Gambie : Yahya Jammeh, tyran et charlatan !
par Giuseppe di Bella di Santa Sofia
lundi 15 octobre 2012
Yahya Jammeh est au pouvoir en Gambie, un petit Etat africain enclavé au cœur du Sénégal, depuis 1994 à la suite d’un coup d’Etat militaire où il a renversé le président Dawda Jawara, à la tête du pays depuis l’indépendance. Il y fait régner la terreur la plus totale. Le tyran mégalomane a annoncé qu’il a réussi à guérir 68 personnes atteintes du VIH à des stades divers en utilisant un mélange d’herbes bouillies, dont lui seul a le secret…
La nouvelle a provoqué un tollé général sur la scène internationale, causant la colère des experts médicaux occidentaux qui ont affirmé qu’il donnait de faux espoirs aux malades. Mais le président de Gambie est formel : il prétend avoir guéri 68 personnes atteintes du VIH avec un mélange de 7 herbes médicinales, tout en psalmodiant des prières musulmanes. Son traitement a été reconnu par le ministère gambien de la Santé, sur la base des témoignages des patients soignés. Les malades sous ce traitement confirment un mieux-être dans leur état de santé général mais tout contrôle par une autorité indépendante est interdit. Considérant leur mieux-être, les malades arrêtent les trithérapies.
Les guérisons supposées n’ont pas été reconnues par l’Organisation Mondiale de la Santé (OMS), bien au contraire. Le président gambien refuse de donner la « recette » de son remède miracle. Il est bien connu pour avoir une formation militaire mais aucune formation médicale. L’OMS a déclaré que son « traitement » était alarmant parce que les patients sont tenus de cesser de prendre leurs médicaments anti-rétroviraux, ce qui les rend encore plus vulnérables à l’infection. Le président gambien a réagi : « Qui suis-je pour que tout le monde m’encense ? Le prophète Mahomet a également été critiqué et pourtant il a réussi à établir l’Islam. Et moi également je suis critiqué et pourtant j’ai réussi à guérir 68 patients atteints du VIH ! ». Si sa décoction devait être efficace, les organisations internationales de santé seraient ravies de donner leur bénédiction au produit et en faire profiter tous les autres malades du sida. Certains pays africains sont dans une situation bien plus dramatique par rapport au sida. Le Malawi, par exemple, où le fléau a imposé des campagnes de prévention, en faveur de la contraception en particulier, au risque de heurter le poids des traditions ancestrales et des croyances religieuses.
Yahya Jammeh prétend également pouvoir guérir l’asthme, l’hypertension artérielle et le diabète ! Quelques ministres qui ont eu recours à ses « services » peuvent en témoigner… Il a des songes, la nuit, où ses ancêtres lui donnent les remèdes de médecine traditionnelle, afin de venir en aide à son peuple… De nombreux spécialistes doutent de sa santé mentale.
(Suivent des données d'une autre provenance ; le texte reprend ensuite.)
PR #481, opened 2017-10-04
Upgrade postcss-loader and remove old LoaderOptionsPlugin.

sheldonwjones:
I  ran into some problems when trying to updated the postcss-loader.

`
ERROR in ./node_modules/css-loader?sourceMap!./node_modules/postcss-loader/lib!./node_modules/sass-loader/lib/loader.js?sourceMap!./src/styles/styles.scss
Module build failed: Error: No PostCSS Config found in: ./react-slingshot/src/styles
`

I couldn't find a way to inline the postcss-loader options. This is probably because the LoaderOptionsPlugin was never meant to be used with webpack 3. https://webpack.js.org/plugins/loader-options-plugin/

This pull request solved my problems.

Thoughts?


webpack.config.dev.js
```diff
@@ -35,18 +34,6 @@ export default {
         collapseWhitespace: true
       },
       inject: true
-    }),
-    new webpack.LoaderOptionsPlugin({
-      minimize: false,
-      debug: true,
-      noInfo: true, // set to false to see a list of every file being bundled.
```
kwelch: Do we know what these options above do? Shouldn't we also bring other over.

kwelch:
Look good I put in a comment about the options that were unrelated to the `sass-loader`. Also, should the other loaders be updated to the `use` structure to stay consistent?

The build failure is due to `node@4` not being supported by a dependency of enzyme, but only due to our use of yarn.

webpack.config.dev.js
sheldonwjones: I'm pretty sure the minimize option is being handled correctly. It defaults to false and I set it to true for css in our production config.

The debug is being removed from webpack, and I couldn't find much on noInfo. Maybe it's an outdated option.

sheldonwjones:
We should probably update the other loaders to use the 'use' syntax. Has anyone tried converting them?

coryhouse:
Thanks @sheldonwjones - Yes, I agree moving everything to the 'use' syntax is a win. Willing to handle in this PR?

sheldonwjones:
I'll give it a shot.

sheldonwjones:
file-loader defaults to name: [hash].[ext]. I didn't set the name option and left it default. Is there a reason why we had it set to [name].[ext]?

https://github.com/webpack-contrib/file-loader

webpack.config.dev.js
kwelch: Awesome. Sounds good.

kwelch:
This looks good, thanks!

Issue #483, opened 2017-10-09
Demo App types errror


dawangdw:
Node version: v6.9.5

npm version: 3.10.10

Operating system: macOS

Command line used: npm start

Steps to reproduce: click Demo App in the home page, will see error in dev console - 
![image](https://user-images.githubusercontent.com/16933250/31323295-8e0d0612-ac6b-11e7-85f6-7d07604d0c02.png)

PR #484, opened 2017-10-09
Fix type error

dawangdw:
Related issue https://github.com/coryhouse/react-slingshot/issues/483


kwelch:
Look good. Thanks! 👍

coryhouse:
FYI - I had to roll this back since it broke the app. Please be sure to check before merging. :) I updated the propTypes to accept string or number. 

Thanks for the PR!

PR #869, opened 2018-07-21
add function to auto-mount usb sticks and add all files as assets

escoand:
I've copied multiple files and snippets together so we can plug usb sticks, auto-mount and add all files as assets to the playlist.
When removing the stick the playlist gets cleaned.


escoand:
I'm completely fine that. Like I said it was just copy and paste. More quick and dirty, proof of concept.
The http invocation especially is absolutely not rock solid...

vpetersson:
@antonmolodykh Can you please take a look at this? Also, here are the outstanding tasks:

- [ ] Lint code according to ShellCheck
- [ ] Make this an opt-in option with a toggle in the UI

Also, perhaps it makes more sense to refactor the asset interaction code to make it a CLI to make it more re-usable. I'm thinking a simple Python script that allows you to do common actions like add/remove assets. Then we can remove all the (rather complex) `curl` commands.  What do you think, @escoand?

escoand:
Yes, a clean Python solution would be much better. Currently the shell code just cutting the JSON string which is more than ugly, no real parsing. If the python code uses http or a local interface it's your decision.

I'm also not really pleased with udev calling a systemd service. Because you need an extra layer (systemd) which is not necessary. I did this because udev seams to be in a chrooted environment and therefore us not able to created the mountpoint folders. Maybe there is a better way.

escoand:
The standalone udev rule (not working because of the chroot) can be found here: https://www.axllent.org/docs/view/auto-mounting-usb-storage/

escoand:
OK, maybe there is a simple restart solution: https://github.com/rbrito/usbmount/issues/2

escoand:
Got a working solution with the udev mount rules. Now you can just replace autoplay.sh with a python script for better asset handling.

escoand:
Maybe we need a clean job for "external" assets if the usb stick was removed when shut down...

rsrini7:
I just tried the autoplay. 

1. when i keep the usb and start rpi, its not booting at all.
2. not showing in viewer any files from usb when it is mounted.
3. It is deleting the existing entries while unblug the pen drive. (some usb port)

escoand:
1. What does "not booting at all" mean?
2. I've just tested plugging while running. I would say while booting the autoplay script was called to early and screenly was not running. This could get better when inserting directly into the screenly database with the python script. Currently the webservice is called.
3. Yes, the asset handling script could be better. But there was an idea to replace it with a Python script. So I did not focus on this. My goal was to trigger the script at all.

So, can you try it when screenly is up and running?

rsrini7:
"Not booting at all" means - i dont have monitor, so by default i enabled ssh during installtion and later installed the realvnc to see the output of the screen. When i insert the USB and try to boot, i am not able to get the IP address of the PI. 

Anyhow, after booting and inserting the USB, i could see the background running service autoplay udev which is trying to mount and unmount. But nothing happens in the viewer screen. In one USB port, the screen was blank for some time and then started displaying the manually uploaded pic. 

I am not sure, how you done this. I am trying to show a demo to my company in a week. If works will update. Thanks for your idea and explanation.

escoand:
The process has 3 steps, maybe you can debug it in your system:
1. mkdir /media/LABEL
2. mount the filesystem there
3. call the script for asset handling
Unplugging is vice versa.

1 and 2 should hopefully work without problems as they were copied from udev and RPi documentations. If so you could call the script by hand and maybe see some output:
```/usr/local/bin/autoplay.sh add sdb1``` or how your dev is called

antonmolodykh:
great idea! However, now when I run the script, I get `Exception: Invalid URL. Failed to add asset.`

escoand:
Currently the shell script is just proof-of-concept - for me it worked. I think the best approach would be a python script using lib/assets_helper.py. This would be much more stable than the current solution.

escoand:
What do you think about this quick-and-dirty solution?

Ohh wait, the imports do not work from this directory.
I'm not the python expert - what do you think is the correct location for the file and the imports?

escoand:
Additionally this is a security question: a system service is calling as root some user libraries.

vpetersson:
Ping @rusko124 - what do you think here? Perhaps we can resurrect this now with the new Celery worker?

rusko124:
@vpetersson Sure! I'll care about it after #987 PR

escoand:
Fine, nice to read that. My progress in this case stopped because I was busy with other things...

vpetersson:
@escoand I think @rusko124 is working on this in paralell in #1010. Could you guys collaborate on that?

escoand:
Already realized this. I try to give comments to his PR.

Alioune Tine, le président de l’association sénégalaise Raddho (Rencontre africaine pour la défense des droits de l’homme) exprime sa vive inquiétude : « Il n’est pas très équilibré. En Afrique, on en a eu des semblables par le passé, des sanguinaires comme Idi Amin Dada en Ouganda. L’Union africaine et la communauté internationale doivent en tirer une leçon et agir dès aujourd’hui ». Vive le charlatanisme gambien, alors ?
Le président gambien est un peu le fils spirituel d’Amin Dada et de Bokassa, avec une petite touche de Mobutu. Farouche opposant à la liberté de la presse, il viole en permanence les droits de l’Homme dans son pays. Le 28 septembre 2009, il n'hésitait pas à menacer de mort les défenseurs des droits de l'Homme, lors d'une interview à la télévision d'Etat, accusant ceux qui aideraient ces derniers de vouloir « déstabiliser le pays ».
La Gambie est également un pays réputé pour la chasse acharnée que son président fait contre les homosexuels. Le dictateur avait donné, en 2008, un ultimatum de 24 heures à tous les gays pour quitter le pays, au risque de se faire couper la tête. En février dernier, il déclarait que l’homosexualité était une « abomination » : « Cela n’existe ni dans la Bible ni dans le Coran. C’est un péché. Je vous le dis, parce que cette nouvelle vague qui tend à imposer l’homosexualité ne sera jamais acceptée dans ce pays ». A la suite de nombreuses protestations d’organisations internationales pour les droits de l’Homme, il a répondu de façon cinglante : « Nous savons ce que sont les droits de l'Homme. Les êtres humains du même sexe ne peuvent pas se marier ou sortir ensemble. Si vous pensez que détruire notre culture relève des droits de l'Homme, vous faites une grossière erreur parce que si vous êtes en Gambie, vous êtes au mauvais endroit ».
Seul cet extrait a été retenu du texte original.